Africa’s solvency crisis: China’s participation in G20 debt relief a sign of multilateralism, but a “DSSI+” framework is required

China’s historic 2020 participation in the G20’s Debt Service Suspension Initiative (DSSI) marks an important moment in China’s increasing multilateralism. However, while the DSSI gives African governments short-run fiscal space, it also accentuates medium-term debt distress. An ambitious DSSI+ architecture that enhances the transparency and consistency of China’s participation, ensures equal treatment across creditor types, and brings to the fore debt forgiveness is needed to address solvency crises in addition to liquidity ones.
Such a DSSI+ framework of sovereign debt measures could raise the creditworthiness of borrowers post-restructuring. China (A+/Negative) has significantly expanded its economic and financial ties with African governments, swiftly becoming the region’s single most important creditor. With almost a third of African sovereigns’ external debt service over 2020-24 due to be paid to China, its involvement in the G20’s DSSI has been crucial. With the extension of DSSI beyond 2020, Angola and Djibouti could see total DSSI savings on bilateral loans from China alone of above 4.5% of 2019 GDP on 2020-21 debt service.
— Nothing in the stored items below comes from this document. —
PR #4778, opened 2017-01-19
ISPN-7356 Random TimeoutExceptions on query suite

gustavonalle:
https://issues.jboss.org/browse/ISPN-7356

### DIFF
--- a/core/src/test/resources/stacks/tcp.xml
+++ b/core/src/test/resources/stacks/tcp.xml
@@ -8,10 +8,8 @@
          port_range="30"
          recv_buf_size="20m"
          send_buf_size="640k"
-         max_bundle_size="31k"
          enable_diagnostics="false"
-         tcp_nodelay="true"
-         bundler_type="transfer-queue"
+         bundler_type="no-bundler"
 
          thread_naming_pattern="pl"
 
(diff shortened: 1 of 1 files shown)


gustavonalle:
After a couple of CI runs, the errors are not happening anymore, so good to go!

Sanne:
do you have an explanation?

gustavonalle:
@Sanne No. I noticed the failures appeared after we stopped applying the DONT_BUNDLE flag on core, so I basically got rid of bundling altogether on tests.

Sanne:
thanks. Looks like there's a problem with the bundlers then? Or at least how Infinispan is using them? @belaban @danberindei

gustavonalle:
in the JIRA there is a TRACE for jgroups + infinispan in one of the failures, in case someone wants to take a deeper look.

anistor:
I've merged it. Could not stand those failures anymore :). Thanks @gustavonalle !

Sanne:
thanks @anistor I was about to do the same :)

Still let's not sweep mistakes under the carpet. @danberindei @belaban we might have a problem with the bundler implementation?

Since it's causing a timeout in a not so stressing test (it's not a benchmark) I think we might be on a bug r rather than a mere performance inefficiency.

gustavonalle:
@Sanne is right, this is far from being stressful: it uses small cluester (mostly with 3 nodes) with very few entries (< 10). Those caches use indexes stored on extra caches, and it relies (mostly) on SYNC RPCs and custom commands.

 However, while suspension of debt service on bilateral loans is credit positive near term, it could raise debt-servicing distress later: Angola, Djibouti and Mozambique could each see increases in their debt servicing requirements over 2022-24 of over 1% of GDP on average per year due to DSSI participation, from the shifting of payments to later years on NPV-neutral bases (see Annex I for DSSI’s term sheets). With half of all sub-Saharan African sovereigns being at risk of or in debt distress entering 2020, this transfer of debt distress from near- to medium-term could be credit negative should a more systemic sovereign debt crisis develop.